HAWX: A Hardware-Aware FrameWork for Fast and Scalable ApproXimation of DNNs
Samira Nazari, Mohammad Saeed Almasi, Mahdi Taheri, Ali Azarpeyvand, Ali Mokhtari, Ali Mahani, Christian Herglotz
TL;DR
HAWX tackles the challenge of exploring heterogeneous approximate components in DNN accelerators by using a hardware-aware, multi-level sensitivity scoring framework. It profiles DNNs to compute hawx scores at operation, filter, layer, and model levels and couples them with predictive accuracy, power, and area models to prune the design space and generate Pareto-optimal configurations for both spatial and temporal accelerators. The results show dramatic speedups over exhaustive search (e.g., up to $23\times$ at layer level and over $10^{6}\times$ at filter level for LeNet-5, and up to $10^{4000}\times$ for EfficientLiteNet) while maintaining accuracy comparable to exhaustive search, with benefits that scale with network size.
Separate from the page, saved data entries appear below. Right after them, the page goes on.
PR #1506, opened 2021-02-19
Add buffer boundary check in sicslowpan

nvt:
This PR adds a buffer boundary check before reading from hc06_ptr in a loop condition in the <code>uncompress_hdr_iphc</code> function. The behavior is visible when injecting certain packets into Contiki-NG when running in native mode with ASAN enabled.


nfi (approved):
Looks good!

PR #1511, opened 2021-02-25
Bugfix: remote dual rf

tinstructor:
The current implementation of the board header files for zoul platforms prevents enabling/disabling dual radio usage via an application's project-conf.h file as [explained here](https://github.com/Zolertia/Resources/wiki/RE-Mote-2.4GHz-dual-antenna#enabling-both-radios-in-contiki) (which should be standard behavior IMO). A simple preprocessor check solves this issue. 

~Second (and unrelated), vscode keeps adding an annoying hidden config folder and I really think this belongs in the gitignore. However, it's so minor of a change that I didn't really think dedicating an entire pull request to it was warranted.~

### DIFF
--- a/.gitignore
+++ b/.gitignore
@@ -12,7 +12,6 @@
 *.ihex
 *.pyc
 *~
-*.vscode
 build/*
 Makefile.target
 Makefile.*.defines
--- a/.gitignore
+++ b/.gitignore
@@ -12,6 +12,7 @@
 *.ihex
 *.pyc
 *~
+*.vscode
 build/*
 Makefile.target
 Makefile.*.defines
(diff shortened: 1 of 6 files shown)


.gitignore
```diff
@@ -12,6 +12,7 @@
 *.ihex
 *.pyc
 *~
+*.vscode
```
g-oikonomou, line 15: The recommended way to deal with this is through your local `.git/info/exclude`. The top-level `.gitignore` is for files directly associated to the project (e.g. output binaries, temporary files generated by the build system)

g-oikonomou (changes requested):

.gitignore
tinstructor: Reverted changes to gitignore as requested

g-oikonomou (approved):

PR #1514, opened 2021-03-01
add UIPBUF_ATTR_RSSI and UIPBUF_ATTR_LINK_QUALITY attibutes to uipbuf

atiselsts:
Adds these fields to the uipbuf, and replaces the function `sicslowpan_get_last_rssi()` which provided similar functionality, but was not as clean in API sense (also, I could not find it when required, so made this change before discovering it exists :P)

### DIFF
--- a/examples/6tisch/timesync-demo/node.c
+++ b/examples/6tisch/timesync-demo/node.c
@@ -75,10 +75,12 @@ udp_rx_callback(struct simple_udp_connection *c,
 
     LOG_INFO("Received from ");
     LOG_INFO_6ADDR(sender_addr);
-    LOG_INFO_(", created at %lu, now %lu, latency %lu clock ticks\n",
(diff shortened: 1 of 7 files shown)


alexstanoev:
This does make the API much cleaner, however, would it be worth indicating to users with legacy code that `sicslowpan_get_last_rssi()` has been deprecated, as this method still shows up on web searches?

Perhaps something like this in sicslowpan.h:
```
int __attribute__ ((deprecated("Use uipbuf_get_attr(UIPBUF_ATTR_RSSI) instead"))) sicslowpan_get_last_rssi(void);
```

Which ends up looking like:
 `error: 'sicslowpan_get_last_rssi' is deprecated: Use uipbuf_get_attr(UIPBUF_ATTR_RSSI) instead [-Werror=deprecated-declarations]`

If we do actually want to do this it would probably need to go through `cc.h` as a deprecated macro though.

atiselsts:
Restored back `sicslowpan_get_last_rssi`.

alexstanoev (approved):

PR #1516, opened 2021-03-01
RPL: do not assume that a neighbor is unreachable if IPv6 neighbor discovery status is not REACHABLE

### LINKED ISSUE #1498: switch to parent NULL when UIP_CONF_ND6_SEND_NS=1 with RPL-lite
I have a cooja setup where RPL lite is enabled and
`UIP_CONF_ND6_SEND_NS=1`
When a node is set as root, the other nodes join the rpl instance as expected but after some time the network stops working. Nodes loose the preferred parent for some time and re-join again. 

I used the hello-world example and enabled the shell, rpl lite and the UIP_CONF_ND6_SEND_NS flag. 5 nodes, linear setup each in range of one neighbor on each side. Root node on the far left. The mote output log is attached here (ID 3 is 1 hop from the root and has RPL logging enabled):

[loglistener_append.txt](https://github.com/contiki-ng/contiki-ng/files/5905684/loglistener_append.txt)

Then it cascades and gets worse and worse the deeper in the network, because DAO-ACK's are not received due to broken links on the way.

The interesting parts are switch to parent NULL, e.g.

```
[INFO: RPL       ] parent switch: fe80::201:1:1:1 -> (NULL IP addr)
```

I have a branch reproducing this issue: https://github.com/damien-v/contiki-ng/tree/issue-rpl-lite-with-send-ns

atiselsts:
Also, removes the function `rpl_neighbor_is_reachable` of RPL lite, as it was not used in the code.

Fixes #1498.

### DIFF
--- a/os/net/routing/rpl-lite/rpl-neighbor.c
+++ b/os/net/routing/rpl-lite/rpl-neighbor.c
@@ -270,23 +270,6 @@ rpl_neighbor_is_fresh(rpl_nbr_t *nbr)
 }
 /*---------------------------------------------------------------------------*/
 int
-rpl_neighbor_is_reachable(rpl_nbr_t *nbr) {
-  if(nbr == NULL) {
-    return 0;
-  } else {
-#if UIP_ND6_SEND_NS
-    uip_ds6_nbr_t *ds6_nbr = rpl_get_ds6_nbr(nbr);
-    /* Exclude links to a neighbor that is not reachable at a NUD level */
-    if(ds6_nbr == NULL || ds6_nbr->state != NBR_REACHABLE) {
-      return 0;
-    }
-#endif /* UIP_ND6_SEND_NS */
-    /* If we don't have fresh link information, assume the nbr is reachable. */
-    return !rpl_neighbor_is_fresh(nbr) || curr_instance.of->nbr_has_usable_link(nbr);
-  }
-}
-/*---------------------------------------------------------------------------*/
-int
 rpl_neighbor_is_parent(rpl_nbr_t *nbr)
 {
   return nbr != NULL && nbr->rank < curr_instance.dag.rank;
@@ -378,12 +361,9 @@ best_parent(int fresh_only)
     }
 
 #if UIP_ND6_SEND_NS
-    {
-    uip_ds6_nbr_t *ds6_nbr = rpl_get_ds6_nbr(nbr);
     /* Exclude links to a neighbor that is not reachable at a NUD level */
-    if(ds6_nbr == NULL || ds6_nbr->state != NBR_REACHABLE) {
+    if(rpl_get_ds6_nbr(nbr) == NULL) {
       continue;
-    }
     }
 #endif /* UIP_ND6_SEND_NS */
 
--- a/os/net/routing/rpl-classic/rpl-dag.c
+++ b/os/net/routing/rpl-classic/rpl-dag.c
@@ -223,9 +223,8 @@ rpl_parent_is_reachable(rpl_parent_t *p) {
     return 0;
   } else {
 #if UIP_ND6_SEND_NS
-    uip_ds6_nbr_t *nbr = rpl_get_nbr(p);
     /* Exclude links to a neighbor that is not reachable at a NUD level */
-    if(nbr == NULL || nbr->state != NBR_REACHABLE) {
+    if(rpl_get_nbr(p) == NULL) {
       return 0;
     }
 #endif /* UIP_ND6_SEND_NS */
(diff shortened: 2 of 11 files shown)


joakimeriksson:
What was the specific issues with using the not reachable in the IPv6 neighbour entry. Do we often get a case where they are "not reachable" in ND6 but still reachable?

atiselsts:
One thing I'm confused about is the multiple states of the neighbors. Not sure if states DELAY, PROBE and STALE should be treated somewhat differently from each?

joakimeriksson:
The states are defined in the RFC (ND - 4861).

`   INCOMPLETE  Address resolution is in progress and the link-layer
                  address of the neighbor has not yet been determined.

      REACHABLE   Roughly speaking, the neighbor is known to have been
                  reachable recently (within tens of seconds ago).

      STALE       The neighbor is no longer known to be reachable but
                  until traffic is sent to the neighbor, no attempt
                  should be made to verify its reachability.

      DELAY       The neighbor is no longer known to be reachable, and
                  traffic has recently been sent to the neighbor.
                  Rather than probe the neighbor immediately, however,
                  delay sending probes for a short while in order to
                  give upper-layer protocols a chance to provide
                  reachability confirmation.

      PROBE       The neighbor is no longer known to be reachable, and
                  unicast Neighbor Solicitation probes are being sent to
                  verify reachability.`

joakimeriksson:
The only possible issue is that if we do have a case when we do not have a ds6-nbr in the tables but still have a link-metric that is fresh which means that we still would treat this as a "solid" and reachable neighbour even If the IPv6 stack can not send anything to it (packets are dropped if we do not have a ipv6-nbr entry if I remember correctly). One possible fix would probably be to just remove the check on REACHABLE on the nbr state check?!

atiselsts:
Added some regression tests using the (so far unused) `tests/07-simulation-base/code-ipv6/` test applications.

atiselsts:
@joakimeriksson let me see if understood the comment - did you mean change the check `if(nbr == NULL || nbr->state != NBR_REACHABLE)` to `if(nbr == NULL)`, and revert the change that checks for `fresh_only`?

joakimeriksson:
@atiselsts - yes - that would make the change very small - but still solve the problem - since the NBR entry should still be there for a probe - and if that succeeds it will just continue to work fine. But if the NBR entry is removed and we do not check for it we can still assume connectivity while dropping all the packets.

atiselsts:
@joakimeriksson changed the code as discussed!

joakimeriksson:
@atiselsts - I guess we should also keep the RPL-classic is reachable part e.g. 
```
#if UIP_ND6_SEND_NS
     uip_ds6_nbr_t *nbr = rpl_get_nbr(p);
     /* Exclude links to a neighbor that is not reachable at a NUD level */
     if(nbr == NULL || nbr->state != NBR_REACHABLE) {
       return 0;
     }
#endif /* UIP_ND6_SEND_NS */

```
=> 
```
#if UIP_ND6_SEND_NS
     uip_ds6_nbr_t *nbr = rpl_get_nbr(p);
     /* Exclude links to a neighbor that is not reachable at a NUD level */
     if(nbr == NULL) {
       return 0;
     } 
#endif /* UIP_ND6_SEND_NS */
```
or maybe even skipping the variable there:
```
#if UIP_ND6_SEND_NS
     /* Exclude links to a neighbor that is not reachable at a NUD level */
     if(rpl_get_nbr(p) == NULL) {
       return 0;
     } 
#endif /* UIP_ND6_SEND_NS */
```

os/net/routing/rpl-lite/rpl-neighbor.c
```diff
@@ -378,13 +361,11 @@ best_parent(int fresh_only)
     }
 
 #if UIP_ND6_SEND_NS
-    {
     uip_ds6_nbr_t *ds6_nbr = rpl_get_ds6_nbr(nbr);
     /* Exclude links to a neighbor that is not reachable at a NUD level */
-    if(ds6_nbr == NULL || ds6_nbr->state != NBR_REACHABLE) {
```
joakimeriksson, line 384: Would it even make sense to skip the variable? And just check if the function returns non-null?

os/net/routing/rpl-lite/rpl-neighbor.c
```diff
@@ -378,13 +361,11 @@ best_parent(int fresh_only)
...
+    if(ds6_nbr == NULL) {
```
joakimeriksson, line 366: Would it even make sense to skip the variable and just check the function return value directly?
      if(rpl_get_ds6_nbr(nbr) == NULL)
?

joakimeriksson (approved):

PR #1517, opened 2021-03-02
Fix the length field check for SNMP input packets

nvt:
The <code>*length</code> value in  can be controlled through an input packet, but it is not validated correctly. An attacker can thus cause an overflow of the <code>used</code> variable. This PR changes the check to a comparison instead of a subtraction.

Thanks to Tobias Scharnowski from Ruhr-University Bochum for the initial reporting of a missing length check.

### DIFF
--- a/os/net/app-layer/snmp/snmp-ber.c
+++ b/os/net/app-layer/snmp/snmp-ber.c
@@ -416,7 +416,7 @@ snmp_ber_decode_string_len_buffer(snmp_packet_t *snmp_packet, const char **str, 
 
   *str = (const char *)snmp_packet->in;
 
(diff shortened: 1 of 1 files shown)


Yagoor:
Hi @nvt,
Thank you for spotting this issue and for the fix.

Would it be possible to have a unittest to cover this?
I made several tests where there is a running server and the client issues commands to it and compare the return value. 
This is in the string decoder, so from the top of my head only the community name should use it.
Maybe a test case with a very long community name which we would expect to fail but in wasn't (before your fix).

I can do the test if you prefer and push it in another PR.

yatch (approved):
It looks good to me. I understand the change also fixes a bug returning `0` when `snmp_packet->used` is equal to `*length`.

PR #1518, opened 2021-03-04
Orchestra root rule

atiselsts:
This PR updates the Orchestra scheduler with a new kind of rule. This rule is active on the root node, and on all direct neighbors to the root node.

The assumption is that the root node can afford to keep Rx always on. The code exploits this and adds a special TSCH slotframe on the root node that has all slots set to Rx. Nodes that are direct neighbors to the root node send their packets to the root using this special root rule; each node selects its own slot from ORCHESTRA_ROOT_PERIOD slots (by default 7). This allows to reduce the number of packet collisions on the root, and massively improves performance for data collection applications, where the root node is often the bottleneck for the whole network.

For more info see the paper https://ieeexplore.ieee.org/document/9305207/


yatch:
> The assumption is that the root node can afford to keep Rx always on. 

This is a sensible assumption. We have a similar approach in some project. Thanks for the reference as well. Congrats!

atiselsts:
Thanks @yatch !

I have updated the PR to better match the existing Orchestra API approach, which was using callbacks. There is now a new callback definition `TSCH_CALLBACK_ROOT_NODE_UPDATED` that is used from TSCH instead of calling the Orchestra functions directly.

examples/6tisch/simple-node/Makefile
```diff
@@ -15,28 +15,45 @@ MAKE_WITH_PERIODIC_ROUTES_PRINT ?= 0
...
+      ORCHESTRA_EXTRA_RULES +=,&special_for_root
     endif
   else
     ifeq ($(MAKE_WITH_LINK_BASED_ORCHESTRA),1)
-      $(error "Inconsistent configuration")
+      $(error "Inconsistent configuration: link-based Orchestra requires routing info")
+    endif
+
+    ifeq ($(MAKE_WITH_ORCHESTRA_ROOT_RULE),1)
+     $(error "Inconsistent configuration: NS rule and root rule conflicts!")
```
simonduq, line 50: Wouldn't it be possible to run the root rule along with NS, at least in theory?
Send following receiver schedule, but if receiver is root send anytime?

os/net/mac/tsch/tsch-roots.c
```diff
@@ -0,0 +1,180 @@
+/*
+ * Copyright (c) 2018, Amber Agriculture
```
simonduq, line 2: Is this the desired copyright and date?

os/net/mac/tsch/tsch-roots.c
```diff
@@ -0,0 +1,180 @@
...
+  struct tsch_root_info *next;
+  clock_time_t now;
+
+  now = clock_seconds();
+  root = list_head(tsch_roots);
+  while(root != NULL) {
+    next = root->next;
+    if((int32_t)(root->last_seen_seconds + ROOT_ALIVE_TIME_SECONDS - now) < 0) {
+      /* the root info has become obsolete; remove its scheduled link */
+      LOG_INFO_("remove root address ");
```
simonduq, line 136: I think you want `LOG_INFO` not `LOG_INFO_`

os/net/mac/tsch/tsch-roots.c
```diff
@@ -0,0 +1,180 @@
...
+ * FOR ANY DIRECT, INDIRECT, INCIDENTAL, SPECIAL, EXEMPLARY, OR CONSEQUENTIAL
+ * DAMAGES (INCLUDING, BUT NOT LIMITED TO, PROCUREMENT OF SUBSTITUTE GOODS
+ * OR SERVICES; LOSS OF USE, DATA, OR PROFITS; OR BUSINESS INTERRUPTION)
+ * HOWEVER CAUSED AND ON ANY THEORY OF LIABILITY, WHETHER IN CONTRACT, STRICT
+ * LIABILITY, OR TORT (INCLUDING NEGLIGENCE OR OTHERWISE) ARISING IN ANY WAY
+ * OUT OF THE USE OF THIS SOFTWARE, EVEN IF ADVISED OF THE POSSIBILITY OF
+ * SUCH DAMAGE.
+ *
+ */
+/**
```
simonduq, line 29: A few lines of comment on what the module is about would be helpful :)

simonduq: So btw does everything work just fine with multiple TSCH roots?
Not something I've ever tested so I'm curious :)

os/services/orchestra/orchestra-rule-special-for-root.c
```diff
@@ -0,0 +1,202 @@
...
+static uint8_t is_root_rule_used;
+static uint16_t timeslot_tx;
+
+static void set_self_to_root(uint8_t is_root);
+/*---------------------------------------------------------------------------*/
+static inline uint8_t
+self_is_root(void)
+{
+  /* If this is changed to look at the RPL status instead of tsch_is_coordinator,
+   * multiple roots become possible in a single TSCH network. */
```
simonduq, line 55: But ok now reading this comment I'm confused: how does a network with one coordinator but multiple roots work?
What does the time-source tree/dag look like in that case?

simonduq (approved):
Cool stuff! I only have a few questions I'd really want an answer on, but that's an approve.
If the nightly testbed ever gets up again we should add a config with this!

examples/6tisch/simple-node/Makefile
atiselsts: Good comment - I had to think for a while to remember what the issue was.
I think the issue is in the prioritization of the different rules - NS rule is prioritized over the root rule, because it has a lower slotframe handle. And the NS rule all slots potentially active, with all-except-one slots marked as Tx. This leads to the NS slot is always being selected over the root rule slot. Meaning that the root rule never get used for transmission, and the queue of packets towards the root just fills up and never gets cleared.

os/net/mac/tsch/tsch-roots.c
atiselsts: ok!

examples/6tisch/simple-node/Makefile
atiselsts: For the NS rule, there is a related PR: https://github.com/contiki-ng/contiki-ng/pull/1520
It's basically ready from my side, but I'm waiting for this one to be merged before moving it out of the draft status, because its based on top of this one. It would be great if you could also look there and give quick feedback about the idea.

os/services/orchestra/orchestra-rule-special-for-root.c
simonduq: Hmm ok. So, you have a time-source tree with corresponding routeCost then, independent from the multiple RPL DAGs?

PR #1528, opened 2021-03-11
cc13xx prop-mode: make payload len configurable to reduce max rx time

lafka:
Radio may enters sync due to random rf noise or by packets from other networks.
This may lead to long RXs periods where radio is attempting to read packets
which are too large for us to handle, blocking other valid receptions.
In areas with high noise and/or operating with low bitrate this may cause radio
to miss valid reception for several 100 milliseconds.

When Pinging a different device in a loop prop-mode.c will print "RF: Too short"
and radio will miss valid receptions.

Setting max frame length to same as rxbuf size increased reliability in certain
environments from 98% to 99.9%. Test was done with transmitting 255
requests in sequence then waiting a random delay and repeating for a total of
100 000 requests.

Same reliability could also be reached by setting a longer syncword indicating this
was due to random noise (just changing to a different syncword of same size had no effect).

### DIFF
--- a/arch/cpu/cc26x0-cc13x0/rf-core/prop-mode.c
+++ b/arch/cpu/cc26x0-cc13x0/rf-core/prop-mode.c
@@ -133,7 +133,9 @@ static int off(void);
 static rfc_propRxOutput_t rx_stats;
 /*---------------------------------------------------------------------------*/
 /* Defines and variables related to the .15.4g PHY HDR */
-#define DOT_4G_MAX_FRAME_LEN    2047
+#ifndef DOT_4G_MAX_FRAME_LEN
+  #define DOT_4G_MAX_FRAME_LEN    2047
+#endif
 #define DOT_4G_PHR_LEN             2
 
 /* PHY HDR bits */
@@ -219,6 +221,12 @@ static const prop_mode_tx_power_config_t *tx_power_current = &TX_POWER_DRIVER[1]
 #define DATA_ENTRY_LENSZ_NONE 0
 #define DATA_ENTRY_LENSZ_BYTE 1
 #define DATA_ENTRY_LENSZ_WORD 2 /* 2 bytes */
+
+#ifndef PROP_MODE_CONF_RX_WAIT_TIME
+  #define PROP_MODE_RX_WAIT_TIME (RTIMER_SECOND / 50)
+#else
+  #define PROP_MODE_RX_WAIT_TIME PROP_MODE_CONF_RX_WAIT_TIME
+#endif
 
 /* The size of the metadata (excluding the packet length field) */
 #define RX_BUF_METADATA_SIZE \
@@ -861,7 +869,7 @@ read_frame(void *buf, unsigned short buf_len)
   /* wait for entry to become finished */
   rtimer_clock_t t0 = RTIMER_NOW();
   while(entry->status == DATA_ENTRY_STATUS_BUSY
-      && RTIMER_CLOCK_LT(RTIMER_NOW(), t0 + (RTIMER_SECOND / 50)));
+      && RTIMER_CLOCK_LT(RTIMER_NOW(), t0 + PROP_MODE_RX_WAIT_TIME));
 
 #if MAC_CONF_WITH_TSCH
   /* Make sure the flag is reset */


atiselsts:
Thanks for the investigation and the proposal, for sure this is a nice find and impressive reliability improvement.

But I'm still confused about some things here - in particular, how the description and the title of the PR related to the actual code changes.

> Setting max frame length to same as rxbuf size 

From my reading of this, the correct approach would be to define `DOT_4G_MAX_FRAME_LEN` to be equal to `MAX_PAYLOAD_LEN` summed with some metadata (probably `RADIO_CONST_PHY_OVERHEAD`, but need to check the manual to confirm).

Another comment is that it would be best to make waiting time in `read_frame()` dependent on `RADIO_BYTE_AIR_TIME`  multiplied by the sum of `RADIO_CONST_PHY_OVERHEAD` and `MAX_PAYLOAD_LEN` (round the result up in rtimer ticks, and add some small guard time). Then you don't need to introduce a new configuration constant for `PROP_MODE_RX_WAIT_TIME`.

lafka:
I was a little too quick in my description.

Testing was done with values that matched my use case, they are more or less what you describe but including that would not be backwards compatible. I though it be better to not change the current defaults and let the user define what best matches his setup.

Roughly i'm using (from top of my head):

```c
#define  DOT_4G_MAX_FRAME_LEN (RX_BUF_DATA_OFFSET + MAX_PAYLOAD_LEN + (CRC_LEN * RX_CORE_RX_BUF_INCLUDE_CRC))
#define PROP_MODE_CONF_RX_WAIT_TIME  US_TO_RTIMERTICKS(RADIO_BYTE_AIR_TIME * DOT_4G_MAX_FRAME_LEN)`
```
I can update to include those but I don't have any clue about that will affect TSCH MAC or setups with different RF bitrate (i guess default is 250kbps, we're using 50kbps). Probably the same should  be done for simplelink platform, i've not looked into that.

arch/cpu/cc26x0-cc13x0/rf-core/prop-mode.c
```diff
@@ -133,7 +133,9 @@ static int off(void);
 static rfc_propRxOutput_t rx_stats;
 /*---------------------------------------------------------------------------*/
 /* Defines and variables related to the .15.4g PHY HDR */
-#define DOT_4G_MAX_FRAME_LEN    2047
+#ifndef DOT_4G_MAX_FRAME_LEN
+  #define DOT_4G_MAX_FRAME_LEN    2047
```
atiselsts, line 137: Do you feel that changing this constant leads to any difference in performance? In any case, the value 2047 is defined by the standard, it feels wrong to make it user-configurable.

atiselsts:
I propose to replace this PR with https://github.com/contiki-ng/contiki-ng/pull/1557.

arch/cpu/cc26x0-cc13x0/rf-core/prop-mode.c
lafka: Yes, the radio will attempt to receive maximum number of bytes before failing. It's clear that it's not an issue if all neighboring devices are well behaving 802.15.4 devices. There is some other device(s) at the site which sends data with the same PHY layer which triggers this. 

I get your point, i'm not sure if it holds true for all variations of 15.4 spec, in our cases there will never be frames larger than 128bytes. From previous projects we've seen just doubling the frame size and you get a higher of corruption/data loss (using 2047 will be downright impossible with low data rate and dense networks).

I think the practical solution would be to use the maximum supported payload size: `MIN(MAX_PAYLOAD_LEN_WITH_META, 2047)` or making in user configurable.

I'm open for any solution that can make the radio terminate early on packets it knows can't be processed.

atiselsts: I'm thinking we should set the value of `maxPktLen` equal to the maximum of actually supported packet size in terms of rx buffer space - basically what you propose. The value 2047 probably should just go in a comment next to the `MAX_PAYLOAD_LEN` constant definition.

lafka:
> I propose to replace this PR with #1557.

That would not really solve the issue. This PR ensures the max packet size in `CMD_PROP_RX_ADV` can be configured to match RX buffer size. This is what causes the higher success rate by letting the radio discard the packet (when to large/invalid) immediately and then continue looking for sync word.

> I'm thinking we should set the value of `maxPktLen` equal to the maximum of actually supported packet size in terms of rx buffer space - basically what you propose. The value 2047 probably should just go in a comment next to the `MAX_PAYLOAD_LEN` constant definition.

That would work.

arch/cpu/cc26x0-cc13x0/rf-core/prop-mode.c
lafka: That works out for me.

atiselsts: In the IEEE mode, we do not set this field at all - does this mean unlimited max packet?! This should be fixed then as well.

lafka: AFAIK the IEEE mode has no parameter to set the maximum supported length.

atiselsts:
I have updated 1557. Can you test this, if you got the time?

atiselsts:
closing as the changes are now incorporated in #1557

lafka:
> I have updated 1557. Can you test this, if you got the time?

Yeah, that should do it! Thanks. I'll give it a try ASAP (most likely next week or so).

atiselsts:
@lafka were you able to test this?

PR #1530, opened 2021-03-12
Change what text files we consider for the doxygen build

g-oikonomou:
Our current doxygen build assumes that any file ending in `*.txt` is a candidates of containing doxygen documentation. This list of files is getting unnecessarily long, especially as a result of various text files shipped as part of our various submodules. 

This pull changes our doxygen build to only consider files with a name of a `doxygen*.txt` pattern.

In order for this to work we move some existing documentation from text files to header files, and we also do some file renaming.

Motivated by the discussion in #1470


alexstanoev (approved):
Tested, does not affect the generated docs.

PR #1537, opened 2021-03-30
MAC: add MAC_TX_QUEUE_FULL error code, and account it in link stats separately

atiselsts:
Allows to collect statistics on queue losses, which are important for network performance evaluation.

### DIFF
--- a/os/net/link-stats.c
+++ b/os/net/link-stats.c
@@ -137,7 +137,7 @@ link_stats_packet_sent(const linkaddr_t *lladdr, int status, int numtx)
   uint8_t ewma_alpha;
 #endif /* !LINK_STATS_ETX_FROM_PACKET_COUNT */
 
-  if(status != MAC_TX_OK && status != MAC_TX_NOACK) {
+  if(status != MAC_TX_OK && status != MAC_TX_NOACK && status != MAC_TX_QUEUE_FULL) {
     /* Do not penalize the ETX when collisions or transmission errors occur. */
     return;
   }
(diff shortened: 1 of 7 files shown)


atiselsts:
In order to see a demonstration of this functionality, you can check the `examples/benchmarks/result-visualization` example - it has `LINK_STATS_CONF_PACKET_COUNTERS` configuration enabled, so it now collects statistics about the queue losses and prints them. `run-cooja.py` followed by `run-analysis.py` should print the queue losses (among other stats).

os/net/link-stats.c
```diff
@@ -166,6 +166,14 @@ link_stats_packet_sent(const linkaddr_t *lladdr, int status, int numtx)
   stats->last_tx_time = clock_time();
   stats->freshness = MIN(stats->freshness + numtx, FRESHNESS_MAX);
 
+  if(status == MAC_TX_QUEUE_FULL) {
```
nfi, line 169: Full queues were earlier reported as `MAC_TX_ERR` which did not update last timestamp and freshness (`stats->last_tx_time` and `stats->freshness`). What is the motivation of changing this behaviour?

atiselsts: A good point - this PR is not meant to change that logic. Don't remember exactly why it was made this way, probably an oversight on my part.

Moving this `if` statement to line 166 should be sufficient to get the original behavior, right?

atiselsts: changed the code by moving the `if` block before the freshness update logic

nfi (approved):

joakimeriksson:
We need to remember to add this to the change-list.

PR #1541, opened 2021-04-01
Fix out-of-bounds read in SNMP

nvt:
When looping over the <code>varbinds</code> array, the element index is checked against the maximum value only after reading the array from that index. This PR fixes the problem by moving the checks before the read.


yatch (approved):
It looks good to me.

PR #1543, opened 2021-04-07
Correctly identify the root when using MRHOF

mahboobkarimian:
Using MRHOF, the root rank is 128, otherwise 256.
To correctly identify the root (by rank) we need to adjust it depending on using / not using the MRHOF as an objective function.


atiselsts (approved):
Look good to me.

The work demonstrates practical hardware-aware AxC design for edge AI on diverse accelerators.
Abstract
This work presents HAWX, a hardware-aware scalable exploration framework that employs multi-level sensitivity scoring at different DNN abstraction levels (operator, filter, layer, and model) to guide selective integration of heterogeneous AxC blocks. Supported by predictive models for accuracy, power, and area, HAWX accelerates the evaluation of candidate configurations, achieving over 23* speedup in a layer-level search with two candidate approximate blocks and more than (3*106)* speedup at the filter-level search only for LeNet-5, while maintaining accuracy comparable to exhaustive search. Experiments across state-of-the-art DNN benchmarks such as VGG-11, ResNet-18, and EfficientNetLite demonstrate that the efficiency benefits of HAWX scale exponentially with network size. The HAWX hardware-aware search algorithm supports both spatial and temporal accelerator architectures, leveraging either off-the-shelf approximate components or customized designs.